Optimality has also ethical, social, psychological and political connotations because one has to propose an entity (growth rate, utility, satisfaction, equity etc.) to be optimized. In this respect our subject belongs to the domain of welfare economics. Mathematically, the question is fairly simple: equilibrium and optimality can be made to correspond because solving equations is equivalent with minimizing the errors of the solution. That is: the solutions of Ax = b and Ax = r with Σ (r − b)2 → minimal are the same if they both exist.

Ethical, political, and other convictions will of course always influence scholars in choosing and developing their topics but, luckily, they do not play any role in proving or refuting theorems and corollaries.

Stability, the question whether equilibrium can or cannot be achieved, if pursued, and maintained, once achieved, is the most interesting question in the forefront of present research. The stability analysis of economic systems, performed by methods borrowed again from physics and also thermodynamics: analysis of the eigenvalues of the response matrix, negative definiteness, discussion of the second partial derivatives, the le Chatelier–Braun principle etc. indicate that both market and planning systems are usually stable, yet seldom asymptotically stable, and if asymptotically stable the speed of convergence is usually very slow.

Stability means that a given deviation from equilibrium will not grow without bound: if the deviation is initially small it will not become infinite. This secures the feasibility of the system, its ability to function; yet a system may be stable and perform very poorly. Even asymptotic stability, that is achieving the decline and vanishing of discrepancies, is an unsatisfactory criterion in economic matters because by the time the equilibrium point is reached or approximated it may be already displaced by changes of the system itself.

In reality economic systems move not in slowly changing equilibrium states but along socalled transients, a succession of non-equilibrium positions. Thus we are still far from an acceptable theory of economic motion. The models introduced spell out requirements of equilibrium but not the actual forces bringing, or not bringing the system to equilibrium. Still, certain inroads have been made by models of cycles, for example, Kalecki (1935), Goodwin (1967) and Brody (1985).
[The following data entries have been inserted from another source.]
PR #8455, opened 2019-10-04
[boringssl] Add new port

qis:
This is a new port for BoringSSL. As explained in https://github.com/microsoft/vcpkg/issues/8084#issuecomment-538029140, there are several issues I see with it:

1. It does not support UWP due to usage of desktop-only APIs like [RtlGenRandom](https://docs.microsoft.com/en-us/windows/win32/api/ntsecapi/nf-ntsecapi-rtlgenrandom).
2. It totally ignores `CMAKE_C_FLAGS` and `CMAKE_CXX_FLAGS` variables set by a MSVC toolchains.
3. When `CMakeLists.txt` is patched to honor flags set by a toolchain, `/EH` flags break compilation.
4. It uses its own gtest for tests which has the same `/EH` flags issues.
5. It uses Go for codegen.

It may be useful to people targeting Windows Desktop, Linux and possibly OSX who stick with the supported build system options.

It may be a good idea to patch out the tests as a workaround for the poorly designed `CMakeLists.txt`, or make tests optional.

PR #17949, opened 2021-05-15
[quictls] create a new port

luncliff:
### What does your PR fix?  

Create a port for https://github.com/quictls/openssl (fork of openssl/openssl)

Support https://github.com/microsoft/msquic/issues/1426.

#### Build check
MinGW, PowerPC, BSD is not in consideration for this port version.

* Windows (static only)
   * [x] `x64-windows`
   * [x] `x64-windows-static`
   * [x] `x64-windows-static-md`
   * [x] `x86-windows`
   * [x] `x86-windows-static`
   * [x] `x86-windows-static-md`
   * [x] `arm64-windows`
   * [x] `arm64-windows-static`
   * [x] `arm64-windows-static-md`
* UWP (static only)
   * [x] `x64-uwp`
   * [x] `x86-uwp`
   * [x] `arm64-uwp`
   * [x] `arm-uwp`
* Darwin
   * [x] `x64-osx`
   * [x] `arm64-osx`
* iOS
   * [x] `arm64-ios`
   * [x] `x64-ios`
* Linux
   * [x] `x64-linux`
* Android
   * [x] `arm64-android`
   * [x] `arm-android`
   * [x] `x64-android`
   * [x] `x86-android`

References

- https://github.com/quictls/openssl/tree/OpenSSL_1_1_1k+quic
    - ${SOURCE_PATH}/Configuration/README.design
    - ${SOURCE_PATH}/Configuration/10-main.conf

And see comments below :D

#### Import check

* `curl`: import via `find_package(OpenSSL REQUIRED)`  
  Replace "openssl" dependency to "quictls" and run `vcpkg install curl[openssl]` for all triplets above
   * [x] Windows
   * [x] UWP
   * [x] Darwin
   * [x] iOS
   * [x] Linux
   * [x] Android

Q. The port's install collides with `openssl`. Do I have to put `skip` in the ci.baseline.txt?

--> The port's build check is skipped. Need to test manually

Yes.

I read the existing configurations of `openssl` port and `microsoft/msquic`. Then reorganized in my style.  
I tried to simplify them with comments but additional suggestions will be helpful!


ports/quictls/portfile.cmake
```diff
@@ -0,0 +1,193 @@
+if(EXISTS ${CURRENT_INSTALLED_DIR}/include/openssl/ssl.h)
+    message(FATAL_ERROR "Can't build '${PORT}' if another SSL library is installed. Please remove existing one and try install '${PORT}' again if you need it.")
+endif()
+
+vcpkg_from_github(
+    OUT_SOURCE_PATH SOURCE_PATH
+    REPO quictls/openssl
+    REF 77248f1c1c8ea8dc57d624050b78eab0b3a10a04 # 2021-05-03
+    SHA512 881639f0bfd83858ce5d28aaf013dc34105cbc9c2fcc040c873c41ca45a0ea3dcb9dfd8e81821b21e92d4b9577f86d11ac010bb1f3746713892969c62d46fda6
+    HEAD_REF openssl-3.0.0-alpha15+quic
```
nibanks, line 10: MsQuic needs the latest 1.1.1 - https://github.com/quictls/openssl/tree/OpenSSL_1_1_1k+quic

ports/quictls/portfile.cmake
```diff
@@ -0,0 +1,193 @@
...
+    PATCHES
+        fix-http.patch
```
nibanks, line 12: Why is this needed? We don't need then when we build via submodule in msquic.

ports/quictls/portfile.cmake
```diff
@@ -0,0 +1,193 @@
...
+)
+
+# Option: shared/static
+set(OPENSSL_SHARED no-shared)
+if(VCPKG_LIBRARY_LINKAGE STREQUAL "dynamic")
+    set(OPENSSL_SHARED shared)
+endif()
+
+# Option: feature / algorithms
+list(APPEND CONFIGURE_OPTIONS
```
nibanks, line 22: These config options don't match exactly with what we use in MsQuic for quictls it seems - https://github.com/microsoft/msquic/blob/main/submodules/CMakeLists.txt#L54

versions/baseline.json
```diff
@@ -5208,6 +5208,10 @@
       "baseline": "1.15.1-4",
       "port-version": 0
     },
+    "quictls": {
+      "baseline": "2021-05-03",
```
nibanks, line 5212: Should `baseline` be the version?

NancyLi1013:
Hi @luncliff 
Thanks for your PR.
Can you please help confirm the status on uwp? Does this port support uwp?

luncliff:
Seems like the branch doesn't. 😑 I will update "support" soon.

I think I can leave those uwp related platform names in detect_platform
script, but it can be confusing for users...
Do you think VC-WIN-UWP things need to be removed?

NancyLi1013:
> Seems like the branch doesn't. 😑 I will update "support" soon. I think I can leave those uwp related platform names in detect_platform script, but it can be confusing for users... Do you think VC-WIN-UWP things need to be removed?

 I noticed that the information from configure-perl-x64-uwp-dbg-out.log:
```
Configuring OpenSSL version 1.1.1k+quic (0x101010bfL) for VC-WIN64A-UWP
Using os-specific seed configuration
```
But I'm not familiar with these, so I cannot give you any suggestions. Sorry, I cannot help you. But I suggest to use support field in vcpkg if it doesn't support. If not, please try to fix the problems on uwp.

`Q. The port's install collides with openssl. Do I have to put skip in the ci.baseline.txt?`

Yes, we should add skip in ci.baseline.txt.

luncliff:
Understood. I will update this within days.

ports/quictls/portfile.cmake
luncliff: Nice point. Removed them.

ports/quictls/portfile.cmake
luncliff: What I intended is supporting SSL selection as a feature of future `ms-quic` port. It will be like `ms-quic[core]`(with schannel), `ms-quic[quictls]`(with quictls/opnessl), etc.

versions/baseline.json
luncliff: Yeah, when it's possible. Currently this PR uses `version-date`. Which means the date of the snapshot (not source version)

luncliff:
@NancyLi1013 @nibanks, I just checked some community triplet builds. I think It's fine now.

nibanks:
cc @ThadHouse 

This seems Ok to me, but I am not knowledgeable about vcpkg enough to be able to completely review.

ports/quictls/detect_platform.cmake
```diff
@@ -0,0 +1,93 @@
+#
+# References
+#   - ${VCPKG_ROOT}/scripts/cmake/vcpkg_common_definitions.cmake
+#   - https://github.com/quictls/openssl/tree/openssl-3.0.0-alpha16+quic
```
nibanks, line 4: This is incorrect, now that you pointed this to the 1.1.1 branch, right?

nibanks (approved):

ports/quictls/detect_platform.cmake
luncliff: Nice point! I forgot to update this part. 😱

luncliff:
For future reviewers, this port is **skipped** in CI, so manual check is required.

```
cd ${VCPKG_ROOT}
./vcpkg install \
    quictls:arm64-android \
    quictls:arm-android \
    quictls:x64-android \
    quictls:x86-android \
    quictls:x64-osx \
    quictls:arm64-osx \
    quictls:x64-ios \
    quictls:arm64-ios
...
```

ThadHouse:
UWP should work. We support UWP in MsQuic, and use this branch of quictls, so it shouldn't have any issues. But otherwise looks good to me.

NancyLi1013:
Have you tested these official triplets on your local? @luncliff 
CI will not check the build results since they have been skipped on our CI. So we should keep it work fine on our machine. For community triplets, I noticed you had checked them. As @ThadHouse said above, seems you need to update the changes to support uwp.

@nibanks and @ThadHouse thanks for your help and review.

luncliff:
@NancyLi1013 Some import test of `quictls` will be done in #18225 (`ms-quic`). Let me cross-check both project again for UWP.

luncliff:
I focused on "We support UWP in MsQuic". 

https://github.com/microsoft/msquic/blob/a3788df6b433272099c4af048b04604119d816c5/scripts/build.ps1#L302-L304

Currently, MsQuic's CI is checking UWP build with `"schannel"`, which is default value of `QUIC_TLS` in `WIN32`.

I think it will be great we can select between `"schannel"` and `"openssl"` for future `ms-quic` port works.
But https://github.com/quictls/openssl/tree/OpenSSL_1_1_1k+quic/Configurations doesn't provide configuration for UWP. 

If quictls/openssl have to support UWP platform build, it seems like those configurations in [openssl-3.0.0-alpha17+quic](https://github.com/quictls/openssl/tree/openssl-3.0.0-alpha17+quic/Configurations) need to be picked into the working branch(OpenSSL_1_1_1k+quic).

https://github.com/quictls/openssl/blob/e79f5fc69a4cefebac20c2c6642ffdeec430e6f7/Configurations/50-win-onecore.conf#L108-L117

I think thous work can be done later. Or I will convert this PR to draft until the work is done.

ThadHouse:
CI builds both schannel and openssl binaries of UWP.

https://github.com/microsoft/msquic/blob/main/submodules/CMakeLists.txt#L26

From my research, arm builds are always UWP compatible, and for x86 and x64 things just need to be suffixed with `-ONECORE` It doesn't seem like /APPCONTAINER is actually needed from my testing, and I've successfully ran the binaries built through the app store api checker and everything seems to work.

luncliff:
> CI builds both schannel and openssl binaries of UWP.
> 
> https://github.com/microsoft/msquic/blob/main/submodules/CMakeLists.txt#L26
> 
> From my research, arm builds are always UWP compatible, and for x86 and x64 things just need to be suffixed with `-ONECORE` It doesn't seem like /APPCONTAINER is actually needed from my testing, and I've successfully ran the binaries built through the app store api checker and everything seems to work.

So `/APPCONTAINER` is not necessary... that was the point I couldn't confirm. I couldn't sure it affects the project's CI. I will copy those platform fields and retry. Appreciate the check @ThadHouse 👍

luncliff:
Well, bad news.
"post-build validation" reports it doesn't contain App Container bit. 

```
PS D:\shared\vcpkg> .\vcpkg.exe install quictls:arm64-uwp quictls:x64-uwp quictls:x86-uwp quictls:arm-uwp
...
Starting package 1/4: quictls:arm-uwp
Building package quictls[core]:arm-uwp...
-- Using cached D:/shared/vcpkg/downloads/quictls-openssl-a6e9d76db343605dae9b59d71d2811b195ae7434.tar.gz
-- Cleaning sources at D:/shared/vcpkg/buildtrees/quictls/src/b195ae7434-aa88ae7c62.clean. Use --editable to skip cleaning for the packages you specify.
-- Extracting source D:/shared/vcpkg/downloads/quictls-openssl-a6e9d76db343605dae9b59d71d2811b195ae7434.tar.gz
-- Using source at D:/shared/vcpkg/buildtrees/quictls/src/b195ae7434-aa88ae7c62.clean
-- Configuring arm-uwp-rel
-- Building arm-uwp-dbg
-- Building arm-uwp-rel
-- Installing: D:/shared/vcpkg/packages/quictls_arm-uwp/share/quictls/copyright
The following DLLs do not have the App Container bit set:

    D:/shared/vcpkg/packages/quictls_arm-uwp/debug/bin/libcrypto-81_1_1-arm.dll
    D:/shared/vcpkg/packages/quictls_arm-uwp/debug/bin/libssl-81_1_1-arm.dll
    D:/shared/vcpkg/packages/quictls_arm-uwp/bin/libcrypto-81_1_1-arm.dll
    D:/shared/vcpkg/packages/quictls_arm-uwp/bin/libssl-81_1_1-arm.dll

This bit is required for Windows Store apps.
    D:\shared\vcpkg\ports\quictls\portfile.cmake
Error: Building package quictls:arm-uwp failed with: POST_BUILD_CHECKS_FAILED
```

luncliff:
I wanted to build in DLL but seems like there is no way :(

ThadHouse:
Ah, we exclusively use no-shared, which makes sense. We do pass /APPCONTAINER to the msquic dll which statically links to openssl. So that would explain why it wasn't needed for us.

luncliff:
I see. I think I can advance to next work after checking each triplets.

NancyLi1013:
Please ping me to review again if all things have been done on your sides. @luncliff

luncliff:
> Please ping me to review again if all things have been done on your sides. @luncliff

I think all done. Wish the port works well on your team's environments

scripts/ci.baseline.txt
```diff
@@ -1329,6 +1329,13 @@ qt5-x11extras:x86-windows=fail
 qt5-x11extras:x64-windows=fail
 qt5-x11extras:x64-windows-static=fail
 qt5-x11extras:x64-windows-static-md=fail
+# Conflicts with openssl
+quictls:arm64-windows=skip
+quictls:x64-linux=skip
+quictls:x64-osx=skip
+quictls:x64-windows-static=skip
+quictls:x64-windows=skip
+quictls:x86-windows=skip
```
NancyLi1013, line 1338:
```suggestion
quictls:x86-windows=skip
quictls:x64-windows-static-md=skip
quictls:x64-uwp=skip
quictls:arm-uwp=skip
```
We should set all triplets as skip in ci.baseline.txt.

NancyLi1013 (changes requested):

NancyLi1013:
Have you tested these triplets on your local machine? @luncliff

luncliff:
Build and find_package(Openssl). For all triplets above. I don't know if there is a way to test QUIC API

NancyLi1013:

But perhaps more important than analysis seems to be the task of synthesis. Acknowledging that neither plan nor market can avoid economic fluctuations, the quest for controlling prices and quantities in a smoother and more efficient way is understandable. Questions of optimal control in linear and nonlinear systems emerge and once approximately solved the search will go unavoidably deeper: how to control the position of equilibrium itself, how to become master of structure and technology. To shape interdependence itself in a conscientious manner, to influence the outcome of technological and structural change is the next item on the agenda of mathematical economics.